▶ Collected data
******************************
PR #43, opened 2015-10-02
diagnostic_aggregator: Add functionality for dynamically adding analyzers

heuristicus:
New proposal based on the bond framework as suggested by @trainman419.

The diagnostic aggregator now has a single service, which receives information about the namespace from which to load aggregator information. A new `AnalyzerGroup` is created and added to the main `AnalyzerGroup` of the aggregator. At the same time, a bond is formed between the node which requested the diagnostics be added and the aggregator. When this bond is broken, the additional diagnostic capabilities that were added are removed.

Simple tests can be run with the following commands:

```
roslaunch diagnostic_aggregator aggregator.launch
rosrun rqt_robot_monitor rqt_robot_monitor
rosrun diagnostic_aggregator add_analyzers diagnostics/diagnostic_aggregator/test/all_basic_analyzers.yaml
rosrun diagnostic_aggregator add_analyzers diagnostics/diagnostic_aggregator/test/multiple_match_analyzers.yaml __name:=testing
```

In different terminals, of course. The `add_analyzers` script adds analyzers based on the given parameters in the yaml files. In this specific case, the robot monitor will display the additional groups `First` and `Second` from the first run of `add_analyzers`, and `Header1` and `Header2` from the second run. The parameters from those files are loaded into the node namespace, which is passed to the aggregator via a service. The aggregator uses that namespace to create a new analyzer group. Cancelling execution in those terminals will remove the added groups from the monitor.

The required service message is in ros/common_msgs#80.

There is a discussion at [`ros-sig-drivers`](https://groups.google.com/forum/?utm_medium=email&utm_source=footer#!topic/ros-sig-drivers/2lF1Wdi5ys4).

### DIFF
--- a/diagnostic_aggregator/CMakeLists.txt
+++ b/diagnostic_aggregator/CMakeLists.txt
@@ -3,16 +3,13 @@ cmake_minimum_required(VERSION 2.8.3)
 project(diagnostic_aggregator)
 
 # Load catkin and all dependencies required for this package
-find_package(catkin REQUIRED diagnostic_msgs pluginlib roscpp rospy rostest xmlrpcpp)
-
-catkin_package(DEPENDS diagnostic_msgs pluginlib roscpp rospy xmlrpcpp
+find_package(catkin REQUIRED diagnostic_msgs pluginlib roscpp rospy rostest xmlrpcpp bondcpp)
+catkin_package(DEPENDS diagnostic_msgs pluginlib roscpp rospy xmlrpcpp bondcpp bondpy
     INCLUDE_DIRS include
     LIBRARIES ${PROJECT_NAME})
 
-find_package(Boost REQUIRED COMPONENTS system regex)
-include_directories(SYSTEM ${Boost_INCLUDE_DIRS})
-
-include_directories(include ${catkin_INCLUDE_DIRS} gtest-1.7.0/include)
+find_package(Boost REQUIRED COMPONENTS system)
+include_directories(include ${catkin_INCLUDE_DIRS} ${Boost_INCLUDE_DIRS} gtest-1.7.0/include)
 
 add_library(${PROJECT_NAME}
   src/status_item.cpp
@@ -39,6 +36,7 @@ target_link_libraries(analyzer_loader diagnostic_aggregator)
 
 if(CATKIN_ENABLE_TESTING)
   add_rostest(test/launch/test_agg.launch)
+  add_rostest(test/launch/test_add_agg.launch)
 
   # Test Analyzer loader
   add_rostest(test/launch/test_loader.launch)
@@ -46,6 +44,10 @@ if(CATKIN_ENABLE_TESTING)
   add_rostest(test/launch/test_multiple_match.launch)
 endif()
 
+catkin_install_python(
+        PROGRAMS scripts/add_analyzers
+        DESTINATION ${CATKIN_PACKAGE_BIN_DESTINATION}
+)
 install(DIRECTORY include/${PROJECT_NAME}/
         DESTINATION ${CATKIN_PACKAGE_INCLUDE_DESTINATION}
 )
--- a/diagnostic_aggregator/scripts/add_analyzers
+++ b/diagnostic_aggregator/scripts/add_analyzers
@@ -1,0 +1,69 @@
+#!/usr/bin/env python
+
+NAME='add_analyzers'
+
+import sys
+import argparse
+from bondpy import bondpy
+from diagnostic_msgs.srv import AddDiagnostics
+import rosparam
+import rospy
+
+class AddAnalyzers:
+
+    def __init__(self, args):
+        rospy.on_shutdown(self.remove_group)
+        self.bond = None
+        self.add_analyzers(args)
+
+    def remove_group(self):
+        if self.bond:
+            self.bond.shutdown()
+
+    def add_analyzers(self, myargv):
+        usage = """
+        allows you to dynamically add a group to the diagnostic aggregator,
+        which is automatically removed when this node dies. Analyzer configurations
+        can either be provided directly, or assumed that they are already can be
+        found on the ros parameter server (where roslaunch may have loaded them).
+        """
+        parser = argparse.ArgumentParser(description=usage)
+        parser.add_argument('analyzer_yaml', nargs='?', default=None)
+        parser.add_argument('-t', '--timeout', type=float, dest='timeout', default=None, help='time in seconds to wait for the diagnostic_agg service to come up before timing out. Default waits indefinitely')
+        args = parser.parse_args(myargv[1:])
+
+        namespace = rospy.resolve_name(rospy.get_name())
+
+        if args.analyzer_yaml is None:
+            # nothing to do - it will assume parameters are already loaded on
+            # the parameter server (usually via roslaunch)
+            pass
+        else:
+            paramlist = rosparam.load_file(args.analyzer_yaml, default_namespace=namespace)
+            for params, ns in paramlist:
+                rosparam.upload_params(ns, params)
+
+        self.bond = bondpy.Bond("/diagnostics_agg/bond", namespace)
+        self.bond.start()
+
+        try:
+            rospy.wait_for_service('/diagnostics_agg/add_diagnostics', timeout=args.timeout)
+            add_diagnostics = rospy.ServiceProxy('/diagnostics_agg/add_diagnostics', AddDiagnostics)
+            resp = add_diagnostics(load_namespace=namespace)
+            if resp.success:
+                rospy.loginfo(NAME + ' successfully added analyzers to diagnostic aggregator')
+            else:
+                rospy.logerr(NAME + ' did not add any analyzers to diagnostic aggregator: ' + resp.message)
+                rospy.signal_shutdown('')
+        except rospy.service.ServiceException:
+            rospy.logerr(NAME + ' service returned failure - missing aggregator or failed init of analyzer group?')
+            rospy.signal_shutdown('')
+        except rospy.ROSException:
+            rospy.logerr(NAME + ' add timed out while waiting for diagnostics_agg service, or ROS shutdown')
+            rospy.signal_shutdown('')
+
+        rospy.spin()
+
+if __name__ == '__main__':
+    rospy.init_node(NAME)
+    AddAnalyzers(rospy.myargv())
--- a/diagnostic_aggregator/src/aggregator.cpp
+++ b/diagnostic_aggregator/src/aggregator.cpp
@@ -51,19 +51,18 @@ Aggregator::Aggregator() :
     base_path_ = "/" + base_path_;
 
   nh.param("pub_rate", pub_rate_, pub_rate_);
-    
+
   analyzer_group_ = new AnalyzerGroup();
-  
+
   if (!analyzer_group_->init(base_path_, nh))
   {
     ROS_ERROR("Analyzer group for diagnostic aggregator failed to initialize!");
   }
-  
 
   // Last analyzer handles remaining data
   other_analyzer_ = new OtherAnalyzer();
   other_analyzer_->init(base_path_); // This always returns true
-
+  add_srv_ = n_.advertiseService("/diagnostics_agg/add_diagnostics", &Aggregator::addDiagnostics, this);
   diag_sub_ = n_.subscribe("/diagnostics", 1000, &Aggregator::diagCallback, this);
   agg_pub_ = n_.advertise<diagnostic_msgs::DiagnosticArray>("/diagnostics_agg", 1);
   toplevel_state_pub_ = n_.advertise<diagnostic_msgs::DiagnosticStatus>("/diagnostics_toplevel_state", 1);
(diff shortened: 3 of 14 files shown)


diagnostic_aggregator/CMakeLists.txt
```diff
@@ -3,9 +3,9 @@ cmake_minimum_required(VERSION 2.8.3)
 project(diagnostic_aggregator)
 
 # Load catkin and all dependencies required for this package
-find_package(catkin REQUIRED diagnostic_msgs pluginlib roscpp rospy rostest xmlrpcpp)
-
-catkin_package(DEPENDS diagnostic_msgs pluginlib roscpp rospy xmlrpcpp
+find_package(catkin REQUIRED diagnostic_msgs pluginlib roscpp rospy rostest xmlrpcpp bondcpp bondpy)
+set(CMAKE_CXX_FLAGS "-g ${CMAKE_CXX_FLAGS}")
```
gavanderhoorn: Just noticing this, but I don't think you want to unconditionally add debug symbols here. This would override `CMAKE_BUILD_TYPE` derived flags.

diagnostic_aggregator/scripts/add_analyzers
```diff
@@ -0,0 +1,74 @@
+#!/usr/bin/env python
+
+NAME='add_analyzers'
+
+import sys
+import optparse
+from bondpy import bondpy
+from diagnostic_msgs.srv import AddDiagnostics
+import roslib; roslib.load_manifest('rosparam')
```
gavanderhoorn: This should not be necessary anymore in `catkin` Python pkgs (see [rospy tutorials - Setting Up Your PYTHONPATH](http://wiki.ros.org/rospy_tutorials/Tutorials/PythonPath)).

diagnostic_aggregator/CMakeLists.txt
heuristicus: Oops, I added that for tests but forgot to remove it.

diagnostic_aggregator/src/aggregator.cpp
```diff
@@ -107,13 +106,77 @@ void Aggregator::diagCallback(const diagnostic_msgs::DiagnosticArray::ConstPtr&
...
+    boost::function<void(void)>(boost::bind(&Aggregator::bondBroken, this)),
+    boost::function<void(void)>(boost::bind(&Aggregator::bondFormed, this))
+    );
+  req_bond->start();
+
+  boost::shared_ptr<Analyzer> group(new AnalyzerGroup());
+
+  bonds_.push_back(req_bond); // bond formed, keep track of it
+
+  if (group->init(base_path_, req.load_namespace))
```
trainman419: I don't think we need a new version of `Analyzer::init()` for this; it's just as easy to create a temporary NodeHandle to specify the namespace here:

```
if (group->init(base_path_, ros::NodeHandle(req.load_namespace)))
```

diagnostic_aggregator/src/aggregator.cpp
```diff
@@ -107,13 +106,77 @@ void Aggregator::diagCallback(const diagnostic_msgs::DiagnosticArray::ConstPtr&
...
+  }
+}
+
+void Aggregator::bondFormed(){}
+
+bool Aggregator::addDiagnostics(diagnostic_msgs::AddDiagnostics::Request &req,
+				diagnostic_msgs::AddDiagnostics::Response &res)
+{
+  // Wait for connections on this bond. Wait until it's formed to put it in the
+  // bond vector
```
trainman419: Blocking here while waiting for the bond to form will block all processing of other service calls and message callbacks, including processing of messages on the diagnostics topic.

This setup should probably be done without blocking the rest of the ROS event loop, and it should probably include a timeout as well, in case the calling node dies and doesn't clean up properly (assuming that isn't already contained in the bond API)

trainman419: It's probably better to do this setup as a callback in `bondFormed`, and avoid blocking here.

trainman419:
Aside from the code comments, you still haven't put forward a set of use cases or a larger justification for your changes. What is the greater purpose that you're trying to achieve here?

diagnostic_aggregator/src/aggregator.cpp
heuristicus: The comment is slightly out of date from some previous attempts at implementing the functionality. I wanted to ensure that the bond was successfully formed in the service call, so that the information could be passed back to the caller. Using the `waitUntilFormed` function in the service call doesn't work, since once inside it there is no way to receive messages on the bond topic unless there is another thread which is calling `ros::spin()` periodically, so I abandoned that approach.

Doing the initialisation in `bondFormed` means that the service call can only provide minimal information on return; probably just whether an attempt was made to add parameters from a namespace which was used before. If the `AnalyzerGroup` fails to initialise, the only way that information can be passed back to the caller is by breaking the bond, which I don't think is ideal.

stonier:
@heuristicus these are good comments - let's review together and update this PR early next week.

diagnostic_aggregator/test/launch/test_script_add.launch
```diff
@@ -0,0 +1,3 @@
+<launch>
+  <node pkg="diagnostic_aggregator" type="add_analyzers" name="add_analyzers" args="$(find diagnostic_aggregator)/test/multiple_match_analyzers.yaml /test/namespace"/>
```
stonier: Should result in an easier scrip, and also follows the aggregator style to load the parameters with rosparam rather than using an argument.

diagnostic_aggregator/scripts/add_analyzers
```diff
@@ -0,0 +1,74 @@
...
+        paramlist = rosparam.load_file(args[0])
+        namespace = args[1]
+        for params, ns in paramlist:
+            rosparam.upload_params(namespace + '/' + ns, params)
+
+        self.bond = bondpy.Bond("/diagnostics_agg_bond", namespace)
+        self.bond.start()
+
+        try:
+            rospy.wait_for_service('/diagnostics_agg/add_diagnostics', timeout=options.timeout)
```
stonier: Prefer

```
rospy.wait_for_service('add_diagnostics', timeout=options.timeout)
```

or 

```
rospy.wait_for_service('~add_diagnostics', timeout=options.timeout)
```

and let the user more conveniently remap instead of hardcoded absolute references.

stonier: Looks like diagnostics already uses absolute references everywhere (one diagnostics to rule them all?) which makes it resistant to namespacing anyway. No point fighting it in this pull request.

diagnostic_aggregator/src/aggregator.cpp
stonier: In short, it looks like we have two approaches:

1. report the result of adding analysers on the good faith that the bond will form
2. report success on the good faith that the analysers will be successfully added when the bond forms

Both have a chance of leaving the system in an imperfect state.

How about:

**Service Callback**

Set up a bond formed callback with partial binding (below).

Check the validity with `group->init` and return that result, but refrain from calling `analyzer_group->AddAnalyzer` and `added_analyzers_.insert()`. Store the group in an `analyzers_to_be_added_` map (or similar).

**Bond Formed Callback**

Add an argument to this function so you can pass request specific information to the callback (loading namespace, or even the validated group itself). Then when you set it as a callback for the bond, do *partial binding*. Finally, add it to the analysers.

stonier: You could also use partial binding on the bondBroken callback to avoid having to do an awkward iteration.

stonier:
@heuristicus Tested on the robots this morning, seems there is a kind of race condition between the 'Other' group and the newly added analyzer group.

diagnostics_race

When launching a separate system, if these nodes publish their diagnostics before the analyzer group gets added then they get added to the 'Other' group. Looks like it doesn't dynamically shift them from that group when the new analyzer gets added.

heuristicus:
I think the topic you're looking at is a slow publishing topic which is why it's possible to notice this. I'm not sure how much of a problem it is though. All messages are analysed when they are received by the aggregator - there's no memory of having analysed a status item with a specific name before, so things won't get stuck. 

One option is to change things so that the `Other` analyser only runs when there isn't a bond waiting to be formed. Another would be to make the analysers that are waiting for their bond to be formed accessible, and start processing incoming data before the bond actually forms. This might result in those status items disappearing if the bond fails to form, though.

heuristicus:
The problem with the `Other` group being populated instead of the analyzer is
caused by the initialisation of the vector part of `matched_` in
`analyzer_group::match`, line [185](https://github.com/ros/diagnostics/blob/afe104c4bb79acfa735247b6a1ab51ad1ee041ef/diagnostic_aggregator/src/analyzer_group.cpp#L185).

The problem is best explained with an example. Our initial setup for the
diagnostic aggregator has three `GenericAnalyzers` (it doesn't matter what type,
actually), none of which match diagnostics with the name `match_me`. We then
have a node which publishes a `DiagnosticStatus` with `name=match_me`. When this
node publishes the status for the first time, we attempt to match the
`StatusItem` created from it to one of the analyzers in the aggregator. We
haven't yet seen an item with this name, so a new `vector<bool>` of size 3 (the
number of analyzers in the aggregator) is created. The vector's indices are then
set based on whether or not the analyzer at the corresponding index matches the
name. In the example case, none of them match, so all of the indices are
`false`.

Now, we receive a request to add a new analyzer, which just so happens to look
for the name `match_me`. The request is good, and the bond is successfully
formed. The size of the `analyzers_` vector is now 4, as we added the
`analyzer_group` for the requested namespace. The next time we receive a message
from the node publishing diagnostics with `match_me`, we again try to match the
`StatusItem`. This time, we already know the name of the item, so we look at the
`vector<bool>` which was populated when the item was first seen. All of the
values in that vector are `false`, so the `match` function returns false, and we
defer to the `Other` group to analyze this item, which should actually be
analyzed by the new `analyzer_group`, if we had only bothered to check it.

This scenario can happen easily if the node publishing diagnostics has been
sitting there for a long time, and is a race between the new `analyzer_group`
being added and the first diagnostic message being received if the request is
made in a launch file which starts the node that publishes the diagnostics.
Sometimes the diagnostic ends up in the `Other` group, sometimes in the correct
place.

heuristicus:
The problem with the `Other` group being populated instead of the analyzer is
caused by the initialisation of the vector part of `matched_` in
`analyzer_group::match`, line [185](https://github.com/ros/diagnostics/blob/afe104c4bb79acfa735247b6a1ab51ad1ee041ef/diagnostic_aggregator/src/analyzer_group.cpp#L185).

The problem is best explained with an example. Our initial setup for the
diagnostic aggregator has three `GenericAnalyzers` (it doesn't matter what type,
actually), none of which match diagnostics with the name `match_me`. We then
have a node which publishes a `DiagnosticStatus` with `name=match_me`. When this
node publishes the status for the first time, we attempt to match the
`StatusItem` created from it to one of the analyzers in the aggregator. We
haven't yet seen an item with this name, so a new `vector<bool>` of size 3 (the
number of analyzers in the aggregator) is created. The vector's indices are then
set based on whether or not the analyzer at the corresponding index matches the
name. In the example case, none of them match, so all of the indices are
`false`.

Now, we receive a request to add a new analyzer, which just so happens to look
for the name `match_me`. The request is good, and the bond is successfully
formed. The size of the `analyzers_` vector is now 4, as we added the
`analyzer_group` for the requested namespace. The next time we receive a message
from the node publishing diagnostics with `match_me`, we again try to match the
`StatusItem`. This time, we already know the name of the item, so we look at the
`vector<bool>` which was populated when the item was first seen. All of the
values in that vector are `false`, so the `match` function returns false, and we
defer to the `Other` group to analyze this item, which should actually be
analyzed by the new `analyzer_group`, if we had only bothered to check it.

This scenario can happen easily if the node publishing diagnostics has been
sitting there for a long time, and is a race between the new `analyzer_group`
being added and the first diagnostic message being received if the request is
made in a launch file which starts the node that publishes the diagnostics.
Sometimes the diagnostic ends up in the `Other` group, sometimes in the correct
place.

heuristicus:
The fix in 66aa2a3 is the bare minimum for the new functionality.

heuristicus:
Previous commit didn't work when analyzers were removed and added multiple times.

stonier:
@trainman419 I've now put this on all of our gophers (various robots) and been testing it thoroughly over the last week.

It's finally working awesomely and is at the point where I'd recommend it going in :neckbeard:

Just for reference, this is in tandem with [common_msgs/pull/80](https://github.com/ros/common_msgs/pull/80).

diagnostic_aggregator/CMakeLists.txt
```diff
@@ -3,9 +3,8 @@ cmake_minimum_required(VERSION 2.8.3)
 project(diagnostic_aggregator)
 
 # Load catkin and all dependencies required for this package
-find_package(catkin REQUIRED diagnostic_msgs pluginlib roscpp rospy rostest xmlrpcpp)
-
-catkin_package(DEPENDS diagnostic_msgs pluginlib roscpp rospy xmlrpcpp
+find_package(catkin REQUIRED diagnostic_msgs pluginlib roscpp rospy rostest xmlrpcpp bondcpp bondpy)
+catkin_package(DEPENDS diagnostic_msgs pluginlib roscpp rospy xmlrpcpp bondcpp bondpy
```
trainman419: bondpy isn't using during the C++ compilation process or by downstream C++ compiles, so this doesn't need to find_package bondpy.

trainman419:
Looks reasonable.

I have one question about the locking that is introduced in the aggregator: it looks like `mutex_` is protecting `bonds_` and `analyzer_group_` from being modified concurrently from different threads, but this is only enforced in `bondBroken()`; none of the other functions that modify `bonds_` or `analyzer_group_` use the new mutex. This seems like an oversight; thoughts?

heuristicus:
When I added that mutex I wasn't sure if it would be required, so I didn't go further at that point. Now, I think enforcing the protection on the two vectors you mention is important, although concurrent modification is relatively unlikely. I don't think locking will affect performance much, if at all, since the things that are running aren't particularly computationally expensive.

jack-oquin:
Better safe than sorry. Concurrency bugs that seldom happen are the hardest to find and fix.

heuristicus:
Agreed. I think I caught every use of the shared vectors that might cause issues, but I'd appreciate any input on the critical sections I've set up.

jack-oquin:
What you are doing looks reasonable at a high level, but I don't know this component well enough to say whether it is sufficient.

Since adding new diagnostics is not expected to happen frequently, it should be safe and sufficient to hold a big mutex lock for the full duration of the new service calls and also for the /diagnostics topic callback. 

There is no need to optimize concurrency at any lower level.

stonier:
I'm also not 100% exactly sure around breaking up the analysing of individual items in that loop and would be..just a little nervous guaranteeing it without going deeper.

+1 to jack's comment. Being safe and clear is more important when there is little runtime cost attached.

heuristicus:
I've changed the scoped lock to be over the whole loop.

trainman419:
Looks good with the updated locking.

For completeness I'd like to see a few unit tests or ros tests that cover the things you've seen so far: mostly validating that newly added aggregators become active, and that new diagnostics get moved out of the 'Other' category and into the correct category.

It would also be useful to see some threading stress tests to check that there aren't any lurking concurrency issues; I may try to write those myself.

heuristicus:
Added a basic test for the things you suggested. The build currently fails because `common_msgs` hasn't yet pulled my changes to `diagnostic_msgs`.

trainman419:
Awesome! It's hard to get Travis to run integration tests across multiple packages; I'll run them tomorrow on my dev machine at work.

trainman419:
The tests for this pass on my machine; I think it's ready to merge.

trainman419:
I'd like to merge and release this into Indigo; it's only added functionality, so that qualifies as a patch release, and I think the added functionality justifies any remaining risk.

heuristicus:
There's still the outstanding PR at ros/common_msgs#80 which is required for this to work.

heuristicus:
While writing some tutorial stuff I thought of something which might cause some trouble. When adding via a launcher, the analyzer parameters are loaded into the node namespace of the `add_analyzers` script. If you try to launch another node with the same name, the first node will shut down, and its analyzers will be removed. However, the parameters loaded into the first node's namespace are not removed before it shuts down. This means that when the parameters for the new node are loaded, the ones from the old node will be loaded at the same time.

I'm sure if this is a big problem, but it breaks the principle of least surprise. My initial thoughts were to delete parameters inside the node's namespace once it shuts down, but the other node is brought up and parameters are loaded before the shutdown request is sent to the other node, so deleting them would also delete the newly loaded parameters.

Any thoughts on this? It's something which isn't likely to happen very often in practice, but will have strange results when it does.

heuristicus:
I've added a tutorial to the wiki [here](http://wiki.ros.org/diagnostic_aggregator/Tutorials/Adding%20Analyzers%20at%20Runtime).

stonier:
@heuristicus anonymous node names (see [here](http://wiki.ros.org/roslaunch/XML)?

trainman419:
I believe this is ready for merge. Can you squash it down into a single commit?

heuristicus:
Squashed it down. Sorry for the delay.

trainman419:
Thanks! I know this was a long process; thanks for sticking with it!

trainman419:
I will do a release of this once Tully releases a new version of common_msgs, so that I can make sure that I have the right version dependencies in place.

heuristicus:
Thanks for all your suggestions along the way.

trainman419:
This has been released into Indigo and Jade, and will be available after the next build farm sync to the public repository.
******************************
▶ Exercise prompt
Single out each line of the records above with the string "report" in it, and copy it.

▶ Output for this task
1. report the result of adding analysers on the good faith that the bond will form
2. report success on the good faith that the analysers will be successfully added when the bond forms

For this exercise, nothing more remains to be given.